Does it have tens of questions already stacked up? No, it does not. Will it have some by the point that the conference starts? I really don't know. Ideally yes, but in the world of the wikis it seems that the only topics which draw discussion are subjects of high contention or at least subjects where there is one tireless detractor. I'd be pretty surprised to see someone challenge @jcrespo on query optimization and the architecture and advantages of the new labsdb cluster that is rolling out.

Potential question for discussion (or moving to somewhere more appropriate!) -

  • Where should volunteers go to get help, if they are having difficulties with Quarry, either due to
    • (a) not knowing where to even begin writing/adapting a query,
    • (b) their own inefficiently written queries (which just need minor tweaking), or
    • (c) due to unavoidable timeouts even with efficient queries (which would need to be run from a terminal)?

Context: I regularly see questions in various IRC channels, with people at various levels of SQL expertise, asking how to do something, or why something isn't working.
It would be best to direct these people somewhere onwiki, so that busy staffers aren't getting pinged whilst they're busy with something else, or asleep, or etc. There currently doesn't seem to be an ideal place to point people towards, beyond suggesting they look through the examples given in these 2 pages:

https://quarry.wmflabs.org itself, points to https://www.mediawiki.org/wiki/Talk:Quarry from "Discuss", and I see there are quite a few questions along these lines - perhaps that page just needs to be watchlisted/regularly-checked by a few more SQL experts? (And then linked to, from the other relevant pages.) Then we can point people to there from IRC, with more confidence.

For unavoidably expensive queries, I think we need a [queue/process/thing], where non-experts can request that somebody else run a query for them, from terminal.
(I.e.

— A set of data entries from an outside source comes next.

PR #296, opened 2023-03-27
In memory sort - merged

### LINKED ISSUE #272: Implement in-memory sort
1. Read index columns for the sort fields. Along with it read the doc_json Example with sort field name run the query as 
           select key, doc_json, query_bool_values[‘sort field name’], query_text_values[‘sort field name’], query_dbl_values[‘sort field name’], query_null_values[‘sort field name’] from <table> where <conditions in filter> 
	  Example:
           select key, doc_json, query_text_values['amount'], query_dbl_values['amount'], query_bool_values['amount'], query_null_values['amount'], query_text_values['data'],  query_null_values['data'] from purchase;
2. Read up to max_read_limit + 1 keys to sort, if there are (max_read_limit + 1) keys returned throw errors suggesting to add more filters, else proceed.
3. Deserialize only the sort fields. Use JsonNodeComparator to the sort keys, use MinMaxPriorityQueue to evict record outside the required limit of keys.
4. Deserialize the doc_jon value only for the required keys and return response

maheshrajamani:
**What this PR does**:
In memory sort - merged
Fixes #272 

**Checklist**
- [x] Changes manually tested

### DIFF
--- a/src/main/java/io/stargate/sgv2/jsonapi/exception/ErrorCode.java
+++ b/src/main/java/io/stargate/sgv2/jsonapi/exception/ErrorCode.java
@@ -8,7 +8,7 @@ public enum ErrorCode {
 
   CONCURRENCY_FAILURE("Unable to complete transaction due to concurrent transactions"),
 
-  DATASET_TOO_BIG("Response data set too big, add more filters"),
+  DATASET_TOO_BIG("Response data set too big to be sorted, add more filters"),
 
   DOCUMENT_ALREADY_EXISTS("Document already exists with the given _id"),
 
--- a/src/main/java/io/stargate/sgv2/jsonapi/exception/ErrorCode.java
+++ b/src/main/java/io/stargate/sgv2/jsonapi/exception/ErrorCode.java
@@ -8,6 +8,8 @@ public enum ErrorCode {
 
   CONCURRENCY_FAILURE("Unable to complete transaction due to concurrent transactions"),
 
+  DATASET_TOO_BIG("Response data set too big, add more filters"),
+
   DOCUMENT_ALREADY_EXISTS("Document already exists with the given _id"),
 
   DOCUMENT_UNPARSEABLE("Unable to parse the document"),
--- a/src/main/java/io/stargate/sgv2/jsonapi/service/bridge/config/DocumentConfig.java
+++ b/src/main/java/io/stargate/sgv2/jsonapi/service/bridge/config/DocumentConfig.java
@@ -26,17 +26,17 @@ import javax.validation.constraints.Positive;
 @ConfigMapping(prefix = "stargate.document")
 public interface DocumentConfig {
 
-  /** @return Defines the maximum document page size, defaults to <code>500</code>. */
-  @Max(500)
-  @Positive
-  @WithDefault("100")
-  int maxPageSize();
-
   /** @return Defines the default document page size, defaults to <code>20</code>. */
   @Max(500)
   @Positive
   @WithDefault("20")
   int defaultPageSize();
+
+  /** @return Defines the default document page size, defaults to <code>100</code>. */
+  @Max(500)
+  @Positive
+  @WithDefault("100")
+  int defaultSortPageSize();
 
   /**
    * @return Defines the maximum limit of document that can be returned for a request, defaults to
@@ -46,6 +46,15 @@ public interface DocumentConfig {
   @Positive
   @WithDefault("1000")
   int maxLimit();
+
+  /**
+   * @return Defines the maximum limit of document read to perform in memory sorting <code>10000
+   *     </code>.
+   */
+  @Max(10000)
+  @Positive
+  @WithDefault("10000")
+  int maxSortReadLimit();
 
   /**
    * @return Defines the maximum limit of document that can be deleted for a request, defaults to
--- a/src/main/java/io/stargate/sgv2/jsonapi/service/bridge/config/DocumentConfig.java
+++ b/src/main/java/io/stargate/sgv2/jsonapi/service/bridge/config/DocumentConfig.java
@@ -32,7 +32,10 @@ public interface DocumentConfig {
   @WithDefault("20")
   int defaultPageSize();
 
-  /** @return Defines the default document page size, defaults to <code>100</code>. */
+  /**
+   * @return Defines the default document page size for sorting, having separate config because sort
+   *     will more rows in per page, defaults to <code>100</code>.
+   */
   @Max(500)
   @Positive
   @WithDefault("100")
--- a/src/main/java/io/stargate/sgv2/jsonapi/service/operation/model/ChainedComparator.java
+++ b/src/main/java/io/stargate/sgv2/jsonapi/service/operation/model/ChainedComparator.java
@@ -1,0 +1,27 @@
+package io.stargate.sgv2.jsonapi.service.operation.model;
+
+import com.fasterxml.jackson.databind.JsonNode;
+import io.stargate.sgv2.jsonapi.service.operation.model.impl.FindOperation;
+import io.stargate.sgv2.jsonapi.service.operation.model.impl.ReadDocument;
+import io.stargate.sgv2.jsonapi.util.JsonNodeComparator;
+import java.util.Comparator;
+import java.util.List;
+
+public record ChainedComparator(List<FindOperation.OrderBy> sortColumns)
+    implements Comparator<ReadDocument> {
+  @Override
+  public int compare(ReadDocument o1, ReadDocument o2) {
+    int i = 0;
+    final List<JsonNode> sortValuesO1 = o1.sortColumns();
+    final List<JsonNode> sortValuesO2 = o2.sortColumns();
+    for (FindOperation.OrderBy sortColumn : sortColumns()) {
+      int compareValue =
+          sortColumn.ascending()
+              ? JsonNodeComparator.ascending().compare(sortValuesO1.get(i), sortValuesO2.get(i))
+              : JsonNodeComparator.descending().compare(sortValuesO1.get(i), sortValuesO2.get(i));
+      if (compareValue != 0) return compareValue;
+      i++;
+    }
+    return 0;
+  }
+}
--- a/src/main/java/io/stargate/sgv2/jsonapi/service/operation/model/ReadOperation.java
+++ b/src/main/java/io/stargate/sgv2/jsonapi/service/operation/model/ReadOperation.java
@@ -34,11 +34,11 @@ public interface ReadOperation extends Operation {
   String[] documentKeyColumns = {"key", "tx_id"};
   String[] sortedDataColumns = {"key", "doc_json"};
   int SORTED_DATA_COLUMNS = sortedDataColumns.length;
-  List<String> sortColumns =
+  List<String> sortIndexColumns =
       List.of(
           "query_text_values['%s']",
           "query_dbl_values['%s']", "query_bool_values['%s']", "query_null_values['%s']");
-  int SORT_INDEX_COLUMNS_SIZE = sortColumns.size();
+  int SORT_INDEX_COLUMNS_SIZE = sortIndexColumns.size();
   /**
    * Default implementation to query and parse the result set
    *
@@ -77,7 +77,7 @@ public interface ReadOperation extends Operation {
                     projection.applyProjection(root);
                   }
                   document =
-                      new ReadDocument(
+                      ReadDocument.from(
                           getDocumentId(row.getValues(0)), // key
                           Values.uuid(row.getValues(1)), // tx_id
                           root);
@@ -175,7 +175,7 @@ public interface ReadOperation extends Operation {
                 // Create ReadDocument with document id, grpc value for doc json and list of sort
                 // values
                 document =
-                    new ReadDocument(
+                    ReadDocument.from(
                         getDocumentId(row.getValues(0)), // key
                         row.getValues(1), // Deserialized value of doc_json
                         sortValues);
@@ -218,7 +218,7 @@ public interface ReadOperation extends Operation {
                             try {
                               final JsonNode jsonNode =
                                   objectMapper.readTree(Values.string(readDoc.docJsonValue()));
-                              return new ReadDocument(readDoc.id(), readDoc.txnId(), jsonNode);
+                              return ReadDocument.from(readDoc.id(), readDoc.txnId(), jsonNode);
                               // This error should never happen because we are creating Json object
                               // out of the validated json stored in DB.
                             } catch (JsonProcessingException e) {
--- a/src/main/java/io/stargate/sgv2/jsonapi/service/operation/model/ReadOperation.java
+++ b/src/main/java/io/stargate/sgv2/jsonapi/service/operation/model/ReadOperation.java
@@ -3,6 +3,9 @@ package io.stargate.sgv2.jsonapi.service.operation.model;
 import com.fasterxml.jackson.core.JsonProcessingException;
 import com.fasterxml.jackson.databind.JsonNode;
 import com.fasterxml.jackson.databind.ObjectMapper;
+import com.fasterxml.jackson.databind.node.JsonNodeFactory;
+import com.google.common.collect.MinMaxPriorityQueue;
+import io.smallrye.mutiny.Multi;
 import io.smallrye.mutiny.Uni;
 import io.stargate.bridge.grpc.BytesValues;
 import io.stargate.bridge.grpc.Values;
@@ -14,9 +17,13 @@ import io.stargate.sgv2.jsonapi.service.operation.model.impl.ReadDocument;
 import io.stargate.sgv2.jsonapi.service.projection.DocumentProjector;
 import io.stargate.sgv2.jsonapi.service.shredding.model.DocumentId;
 import java.util.ArrayList;
+import java.util.Comparator;
 import java.util.Iterator;
 import java.util.List;
 import java.util.Optional;
+import java.util.concurrent.atomic.AtomicInteger;
+import java.util.concurrent.atomic.AtomicReference;
+import java.util.stream.Collectors;
 
 /**
  * ReadOperation interface which all find command operations will use. It also provides the
@@ -25,7 +32,13 @@ import java.util.Optional;
 public interface ReadOperation extends Operation {
   String[] documentColumns = {"key", "tx_id", "doc_json"};
   String[] documentKeyColumns = {"key", "tx_id"};
-
+  String[] sortedDataColumns = {"key", "doc_json"};
+  int SORTED_DATA_COLUMNS = sortedDataColumns.length;
+  List<String> sortColumns =
+      List.of(
+          "query_text_values['%s']",
+          "query_dbl_values['%s']", "query_bool_values['%s']", "query_null_values['%s']");
+  int SORT_INDEX_COLUMNS_SIZE = sortColumns.size();
   /**
    * Default implementation to query and parse the result set
    *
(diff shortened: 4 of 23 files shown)


src/test/java/io/stargate/sgv2/jsonapi/api/v1/FindIntegrationTest.java
```diff
@@ -772,5 +780,139 @@ public void findByBooleanColumn() {
...
+      given()
+          .header(HttpConstants.AUTHENTICATION_TOKEN_HEADER_NAME, getAuthToken())
+          .contentType(ContentType.JSON)
+          .body(json)
+          .when()
+          .post(CollectionResource.BASE_PATH, keyspaceId.asInternal(), collectionName)
+          .then()
+          .statusCode(200)
+          .body("data.count", is(20))
+          .body("data.docs", jsonEquals(arrayNode.toString()));
```
maheshrajamani, line 816: Is there better way to check if the documents present in sorted order?

src/main/java/io/stargate/sgv2/jsonapi/exception/ErrorCode.java
```diff
@@ -8,6 +8,8 @@ public enum ErrorCode {
 
   CONCURRENCY_FAILURE("Unable to complete transaction due to concurrent transactions"),
 
+  DATASET_TOO_BIG("Response data set too big, add more filters"),
```
tatu-at-datastax, line 11: Should this refer to sorting ("too big to be sorted"?), as it won't happen with regular Find command?

src/main/java/io/stargate/sgv2/jsonapi/service/bridge/config/DocumentConfig.java
```diff
@@ -26,18 +26,18 @@
...
-  @WithDefault("100")
-  int maxPageSize();
-
   /** @return Defines the default document page size, defaults to <code>20</code>. */
   @Max(500)
   @Positive
   @WithDefault("20")
   int defaultPageSize();
 
+  /** @return Defines the default document page size, defaults to <code>100</code>. */
```
tatu-at-datastax, line 35: Maybe mention it refers only to cases where sorting is used.

src/main/java/io/stargate/sgv2/jsonapi/service/operation/model/ReadOperation.java
```diff
@@ -25,7 +32,13 @@
 public interface ReadOperation extends Operation {
   String[] documentColumns = {"key", "tx_id", "doc_json"};
   String[] documentKeyColumns = {"key", "tx_id"};
-
+  String[] sortedDataColumns = {"key", "doc_json"};
+  int SORTED_DATA_COLUMNS = sortedDataColumns.length;
+  List<String> sortColumns =
```
tatu-at-datastax, line 37: sortColumns -> sortIndexColumns?

src/main/java/io/stargate/sgv2/jsonapi/service/operation/model/ReadOperation.java
```diff
@@ -77,6 +90,146 @@ default Uni<FindResponse> findDocument(
...
+                  }
+                  columnCounter++;
+                  value = row.getValues(columnCounter);
+                  if (!value.hasNull()) {
+                    sortValues.add(nodeFactory.booleanNode(Values.bool(value)));
+                    continue;
+                  }
+                  columnCounter++;
+                  value = row.getValues(columnCounter);
+                  if (!value.hasNull()) {
```
tatu-at-datastax, line 168: Since `query_null_values` is a set, not map, what kind of value will be queried from it?

src/main/java/io/stargate/sgv2/jsonapi/service/operation/model/impl/ReadDocument.java
```diff
@@ -10,5 +12,21 @@
...
+ * @param sortColumns List<JsonNode> Serialized sort column value
+ * @param docJsonValue Grpc column value for doc_json.
  */
-public record ReadDocument(DocumentId id, UUID txnId, JsonNode document) {}
+public record ReadDocument(
+    DocumentId id,
+    UUID txnId,
+    JsonNode document,
+    List<JsonNode> sortColumns,
+    QueryOuterClass.Value docJsonValue) {
```
tatu-at-datastax, line 23: Is there a reason for not passing `String` but raw gRPC value here? (perhaps we don't always need it so less conversions?)

src/main/java/io/stargate/sgv2/jsonapi/service/operation/model/impl/ReadDocument.java
```diff
@@ -10,5 +12,21 @@
...
+  public ReadDocument(DocumentId id, UUID txnId, JsonNode document) {
```
tatu-at-datastax, line 24: Instead of separate constructors, maybe create 2 factory methods so name can describe kind of document created -- since we are now creating 2 kinds of `ReadDocument`s? They can both use one canonical constructor.

ivansenic:
@maheshrajamani I will have a look on this tomorrow..

src/main/java/io/stargate/sgv2/jsonapi/exception/ErrorCode.java
maheshrajamani: Will change

src/main/java/io/stargate/sgv2/jsonapi/service/resolver/model/impl/FindCommandResolver.java
```diff
@@ -38,20 +40,46 @@ public Class<FindCommand> getCommandClass() {
...
+    ReadType readType = ReadType.DOCUMENT;
+    // If sort request
+    if (sortClause != null && !sortClause.sortExpressions().isEmpty()) {
+      orderBy =
+          command.sortClause().sortExpressions().stream()
+              .map(
+                  sortExpression ->
+                      new FindOperation.OrderBy(sortExpression.path(), sortExpression.ascending()))
+              .collect(Collectors.toList());
+      skip =
```
tatu-at-datastax, line 60: Should we limit maximum skip value that can be defined? So it cannot be used to increase number of documents read beyond maximum limit? (and basically validation combination of skip+limit not to exceed maximum)

src/test/java/io/stargate/sgv2/jsonapi/api/v1/FindIntegrationTest.java
tatu-at-datastax: I can't think of anything obvious. I guess it is possible to build all kinds of helper methods to filter out other fields and so on but I think Rest-assured mostly focuses on equality comparisons and not ordering.

src/test/java/io/stargate/sgv2/jsonapi/api/v1/FindIntegrationTest.java
```diff
@@ -772,5 +780,139 @@ public void findByBooleanColumn() {
...
+    }
+
+    private void insert(Map<String, String> documents) {
+      documents.values().forEach(doc -> insertDoc(doc));
+    }
+
+    private Map<String, String> getDocuments(int countOfDocuments, boolean asc) {
+      String json = "{\"_id\":\"doc%s\", \"username\":\"user%s\", \"active_user\":true}";
+      Map<String, String> data =
```
tatu-at-datastax, line 904: Is the idea here to keep the order same, or opposite? If we wanted to avoid something that is not sorted (to verify sorting), could just use basic `HashMap`. It should still produce repeatable runs, I think; order would be arbitrary but stable (based on hashCode() of `String`).

src/test/java/io/stargate/sgv2/jsonapi/service/operation/model/impl/FindOperationTest.java
```diff
@@ -830,6 +863,484 @@ public void failurePropagated() {
       // then result
       assertThat(failure).isEqualTo(exception);
     }
+
```
tatu-at-datastax, line 866: Would it make sense to separate these tests as something like `FindOperationWithSortTest`?

tatu-at-datastax (approved):
Looks good: I added some suggestions but no blockers.

src/main/java/io/stargate/sgv2/jsonapi/service/operation/model/ReadOperation.java
maheshrajamani: In case of set or list type cassandra will return the entry name came in request if it contains the value

src/main/java/io/stargate/sgv2/jsonapi/service/operation/model/impl/ReadDocument.java
maheshrajamani: Idea is to deserialize the doc_json only for the selected documents that are returned in response.

src/main/java/io/stargate/sgv2/jsonapi/service/operation/model/impl/ReadDocument.java
maheshrajamani: Will make the change

src/main/java/io/stargate/sgv2/jsonapi/service/resolver/model/impl/FindCommandResolver.java
maheshrajamani: The maxSortReadLimit is set as limit in cql so the read will stop once the limit is hit.

src/test/java/io/stargate/sgv2/jsonapi/api/v1/FindIntegrationTest.java
maheshrajamani: Wanted to keep the data sorted in this response. This ordered value is used to check against the find command response to confirm sort.

src/test/java/io/stargate/sgv2/jsonapi/service/operation/model/impl/FindOperationTest.java
maheshrajamani: Will Do

src/main/java/io/stargate/sgv2/jsonapi/service/operation/model/impl/ReadDocument.java
tatu-at-datastax: Ok that makes sense then, thanks!

src/main/java/io/stargate/sgv2/jsonapi/service/resolver/model/impl/FindCommandResolver.java
maheshrajamani: @tatu-at-datastax But if skip > maxSortReadLimit think we can short circuit and return. In this case does it has to be a error or empty data set response.

tatu-at-datastax: Hmmh. Good question; I can see either case. Maybe worth asking @amorton on opinion.

src/main/java/io/stargate/sgv2/jsonapi/service/bridge/config/DocumentConfig.java
```diff
@@ -26,18 +26,21 @@
...
 
+  /**
+   * @return Defines the default document page size for sorting, having separate config because sort
+   *     will more rows in per page, defaults to <code>100</code>.
+   */
+  @Max(500)
+  @Positive
+  @WithDefault("100")
+  int defaultSortPageSize();
+
```
ivansenic, line 43: Let's create a ticket for documenting all config options?

src/test/java/io/stargate/sgv2/jsonapi/service/operation/model/impl/DeleteOperationTest.java
```diff
@@ -219,7 +225,10 @@ public void deleteWithDynamic() {
               1,
               1,
               ReadType.KEY,
-              objectMapper);
+              objectMapper,
+              null,
+              0,
+              0);
```
ivansenic, line 231: we could have created a shortcut constructors.. or static method providers..

src/test/java/io/stargate/sgv2/jsonapi/api/v1/FindOperationWithSortIntegrationTest.java
```diff
@@ -0,0 +1,168 @@
...
+public class FindOperationWithSortIntegrationTest extends CollectionResourceBaseIntegrationTest {
+  @Nested
+  @TestMethodOrder(MethodOrderer.OrderAnnotation.class)
+  class FindOperationWithSort {
+    private ObjectMapper objectMapper = new ObjectMapper();
+
+    @Test
+    @Order(1)
+    public void sort() {
+      deleteAllDocuments();
```
ivansenic, line 37: `deleteAllDocuments();` could be extracted as before all

src/test/java/io/stargate/sgv2/jsonapi/api/v1/FindOperationWithSortIntegrationTest.java
```diff
@@ -0,0 +1,168 @@
...
+import java.util.TreeMap;
+import org.junit.jupiter.api.MethodOrderer;
+import org.junit.jupiter.api.Nested;
+import org.junit.jupiter.api.Order;
+import org.junit.jupiter.api.Test;
+import org.junit.jupiter.api.TestMethodOrder;
+
+@QuarkusIntegrationTest
+@QuarkusTestResource(DseTestResource.class)
+public class FindOperationWithSortIntegrationTest extends CollectionResourceBaseIntegrationTest {
```
ivansenic, line 28: missing cases:

* sort on non-existing column
* sort on multiple columns
* sort on numbers
* sort on boolean
* sort on null/non-null values

src/test/java/io/stargate/sgv2/jsonapi/api/v1/FindIntegrationTest.java
```diff
@@ -29,80 +28,80 @@ class Find {
...
-                                  "insertOne": {
-                                    "document": {
-                                      "_id": "doc1",
-                                      "username": "user1",
-                                      "active_user" : true
-                                    }
-                                  }
-                                }
-                                """;
+            {
```
ivansenic, line 31: thx for doing this :heart:

src/main/java/io/stargate/sgv2/jsonapi/service/resolver/model/impl/FindCommandResolver.java
```diff
@@ -38,20 +40,46 @@ public Class<FindCommand> getCommandClass() {
...
     List<DBFilterBase> filters = resolve(commandContext, command);
+    final FindCommand.Options options = command.options();
     int limit =
-        command.options() != null && command.options().limit() != null
-            ? command.options().limit()
-            : documentConfig.maxLimit();
+        options != null && options.limit() != null ? options.limit() : documentConfig.maxLimit();
     int pageSize = documentConfig.defaultPageSize();
     String pagingState = command.options() != null ? command.options().pagingState() : null;
+    final SortClause sortClause = command.sortClause();
```
ivansenic, line 48: this should have been extracted to separate method, now it all mixed up

src/main/java/io/stargate/sgv2/jsonapi/service/operation/model/impl/ReadDocument.java
ivansenic: Then we should have used the `Supplier<JsonNode>` or what ever the generic typing would be.. I also very much dislike that we have the grpc here..

src/main/java/io/stargate/sgv2/jsonapi/service/operation/model/impl/FindOperation.java
```diff
@@ -132,4 +151,50 @@ private QueryOuterClass.Query buildSelectQuery(DBFilterBase.IDFilter additionalI
...
+  private QueryOuterClass.Query buildSortedSelectQuery(DBFilterBase.IDFilter additionalIdFilter) {
+    List<BuiltCondition> conditions = new ArrayList<>(filters.size());
+    for (DBFilterBase filter : filters) {
+      if (additionalIdFilter == null
+          || (additionalIdFilter != null && !(filter instanceof DBFilterBase.IDFilter)))
+        conditions.add(filter.get());
+    }
+    if (additionalIdFilter != null) {
+      conditions.add(additionalIdFilter.get());
+    }
```
ivansenic, line 164: we should extract condition construction from the `buildSelectQuery` and use it here as well..

src/main/java/io/stargate/sgv2/jsonapi/service/operation/model/impl/FindOperation.java
```diff
@@ -132,4 +151,50 @@ private QueryOuterClass.Query buildSelectQuery(DBFilterBase.IDFilter additionalI
...
+    String[] columns = sortedDataColumns;
+
+    if (orderBy() != null) {
+      List<String> sortColumns = Lists.newArrayList(columns);
+      orderBy().forEach(order -> sortColumns.addAll(order.getOrderingColumn()));
```
ivansenic, line 169: addAll on a single column? or is `getOrderingColumn` returning a list? if so you would have duplicated values possible here

src/main/java/io/stargate/sgv2/jsonapi/service/operation/model/ReadOperation.java
```diff
@@ -77,6 +90,146 @@ default Uni<FindResponse> findDocument(
...
+                    sortValues.add(nodeFactory.nullNode());
```
ivansenic, line 169: can we get any explanation on what is going on here?

src/main/java/io/stargate/sgv2/jsonapi/service/operation/model/ReadOperation.java
```diff
@@ -77,6 +90,146 @@ default Uni<FindResponse> findDocument(
...
+      int pageSize,
+      ObjectMapper objectMapper,
+      Comparator<ReadDocument> comparator,
+      int numberOfOrderByColumn,
+      int skip,
+      int limit,
+      int errorLimit) {
+    final AtomicInteger documentCounter = new AtomicInteger(0);
+    MinMaxPriorityQueue<ReadDocument> sortedData =
+        MinMaxPriorityQueue.orderedBy(comparator).maximumSize(skip + limit).create();
```
ivansenic, line 121: but this is now not thread safe, as you are not using it in a reduce way? you have a merge below and this really worries me :warning:

src/main/java/io/stargate/sgv2/jsonapi/service/operation/model/ReadOperation.java
```diff
@@ -77,6 +90,146 @@ default Uni<FindResponse> findDocument(
...
+                  sortValues.add(nodeFactory.missingNode());
+                }
+                // Create ReadDocument with document id, grpc value for doc json and list of sort
+                // values
+                document =
+                    ReadDocument.from(
+                        getDocumentId(row.getValues(0)), // key
+                        row.getValues(1), // Deserialized value of doc_json
+                        sortValues);
+                sortedData.add(document);
```
ivansenic, line 182: non thread safe access

src/main/java/io/stargate/sgv2/jsonapi/service/operation/model/ReadOperation.java
```diff
@@ -77,6 +90,146 @@ default Uni<FindResponse> findDocument(
...
+              }
+              return Uni.createFrom().item(true);
+            })
+        .collect()
+        .last()
+        .onItem()
+        .transform(
+            flag -> {
+              if (documentCounter.get() == errorLimit)
+                throw new JsonApiException(ErrorCode.DATASET_TOO_BIG);
```
ivansenic, line 192: this is too late, you already have all the documents fetched..

src/main/java/io/stargate/sgv2/jsonapi/service/operation/model/ChainedComparator.java
```diff
@@ -0,0 +1,27 @@
...
+import io.stargate.sgv2.jsonapi.util.JsonNodeComparator;
+import java.util.Comparator;
+import java.util.List;
+
+public record ChainedComparator(List<FindOperation.OrderBy> sortColumns)
+    implements Comparator<ReadDocument> {
+  @Override
+  public int compare(ReadDocument o1, ReadDocument o2) {
+    int i = 0;
+    final List<JsonNode> sortValuesO1 = o1.sortColumns();
```
ivansenic, line 15: is this what ReadOperation would create for each document right?

ivansenic (commented):
This is merged so I can just submit my comments.. Definitely a lot of things to look at..

src/main/java/io/stargate/sgv2/jsonapi/service/bridge/config/DocumentConfig.java
maheshrajamani: Yes will do it.

src/test/java/io/stargate/sgv2/jsonapi/service/operation/model/impl/DeleteOperationTest.java
maheshrajamani: Will refactor code as separate PR.

src/test/java/io/stargate/sgv2/jsonapi/api/v1/FindOperationWithSortIntegrationTest.java
maheshrajamani: Will do

src/test/java/io/stargate/sgv2/jsonapi/api/v1/FindOperationWithSortIntegrationTest.java
maheshrajamani: Will do

src/main/java/io/stargate/sgv2/jsonapi/service/operation/model/ReadOperation.java
maheshrajamani: Will add comments

src/test/java/io/stargate/sgv2/jsonapi/api/v1/FindOperationWithSortIntegrationTest.java
vkarpov15: Also want to see:

1. sort with filter
2. sort with `findOne()` and `findOneAndUpdate()` (if in scope)

src/main/java/io/stargate/sgv2/jsonapi/service/operation/model/ReadOperation.java
maheshrajamani: The logic doesn't read and write at the same time. sortedData.pool() is done only after the collect() is done. Not sure what the concern here is.

src/main/java/io/stargate/sgv2/jsonapi/service/operation/model/ReadOperation.java
maheshrajamani: There is no other way to check it, unless we run count query. And we will fetch only (max allowed + 1) document

src/main/java/io/stargate/sgv2/jsonapi/service/operation/model/ChainedComparator.java
maheshrajamani: Yes.

src/main/java/io/stargate/sgv2/jsonapi/service/operation/model/impl/ReadDocument.java
tatu-at-datastax: I think simply extracting `String` would not add much overhead; it's parsing `String`/`byte[]` to `JsonNode` that is heavy. Could do supplier too if that's cleaner of course. Either way, avoiding constructing `JsonNode` makes sense, and so does not passing gRPC type.

src/main/java/io/stargate/sgv2/jsonapi/service/operation/model/ReadOperation.java
ivansenic: Talked about this yesterday use `collect().in()` approach..

src/main/java/io/stargate/sgv2/jsonapi/service/operation/model/ReadOperation.java
ivansenic: Don't understand this? Yes you can count how many you already fetched in the first fetching loop.. Just have the state that counts saves next page state and the documents already fetched, if you are over the maximum, push exception down immediately..

src/test/java/io/stargate/sgv2/jsonapi/api/v1/FindOperationWithSortIntegrationTest.java
maheshrajamani: @vkarpov15 

- Added sort with filter test case in #308 
- sorting for findOne and findOneAndUpdate sort not supported, is this needed?
- Projection is work in progress, will add a case once it's completed.

src/main/java/io/stargate/sgv2/jsonapi/service/operation/model/ReadOperation.java
maheshrajamani: Yes. Implemented in #308

src/test/java/io/stargate/sgv2/jsonapi/api/v1/FindOperationWithSortIntegrationTest.java
tatu-at-datastax: Quick note: I do not think Mongo actually supports "sort" on `findOne()` (or `findOneAndUpdate()`).
Atlas shell allows it for find:

    db.arrays.find().sort({ "x":1 })

but it fails for

    db.arrays.findOne().sort({ "x":1 })

with error

```
Atlas atlas-v8vini-shard-0 [primary] examples> db.arrays.findOne().sort({ "x":-1 })
TypeError: db.arrays.findOne().sort is not a function
```

tatu-at-datastax: @maheshrajamani Could you add a link here? One doc I saw listed driver-level "find" options which were not specific to "findOne()", but I may have missed something.

maheshrajamani: https://www.mongodb.com/docs/manual/reference/method/db.collection.findOneAndUpdate/#:~:text=projection%3A%20%3Cdocument%3E%2C-,sort%3A%20%3Cdocument%3E%2C,-maxTimeMS%3A%20%3Cnumber%3E%2C

tatu-at-datastax: @maheshrajamani Ah. Yes, you are right! Oddly, findOne -- https://www.mongodb.com/docs/manual/reference/method/db.collection.findOne/ -- has different layout for settings.
But even that may accept `sort` (possibly) as it refers to "findOptions" which lists a big set of options, without indicating that some are only applicable to "full" `find()`.

And playing with Atlas console a bit more, I think this does actually work:

   db.arrays.findOne({}, {}, { "sort" : { "x":-1 }})

So I think I agree now that "sort" is actually supported, even if `findOne()` documentation sort of hides it.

IIUC, I could hypothetically follow the instructions at https://wikitech.wikimedia.org/wiki/Help:Tool_Labs#Database_access to re-run a timing-out Quarry query, but that's way outside my comfort-area, and I wouldn't know if I was about to cause problems by running a badly written or insane query. I like the safety-net of an auto-timeout! It gives me the comfort to experiment.)

To the owner of this session: Here is the link to the session guidelines page: https://www.mediawiki.org/wiki/Wikimedia_Developer_Summit/2017/Session_Guidelines. We encourage you to recruit Note-taker(s) 2(min) and 3(max), Remote Moderator, and Advocate (optional) on the spot before the beginning of your session. Instructions about each role player's task are outlined in the guidelines. The physical version of the role cards will be made available in all the session rooms. Good luck prepping, see you at the summit! :)

Note-taker(s) of this session: Follow the instructions here: https://www.mediawiki.org/wiki/Wikimedia_Developer_Summit/2017/Session_Guidelines#NOTE-TAKER.28S.29 After the session, DO NOT FORGET to copy the relevant notes and summary into a new wiki page following the template here: https://www.mediawiki.org/wiki/Wikimedia_Developer_Summit/2017/Your_Session and also link this from the All Session Notes page: https://www.mediawiki.org/wiki/Wikimedia_Developer_Summit/2017/All_Session_Notes. The EtherPad links are also now linked from the Schedule page (https://www.mediawiki.org/wiki/Wikimedia_Developer_Summit/2017/Schedule) for you!

I am going to resolve this as fixed, even if we have yet to finish the setup and announce the new labsdb servers (so this is just the beginning of the work)- I think the scope of the talk is done- thanks to all note-takers and other people helping.

New updates will go to subtickets on T140788 and of course, on the labs list.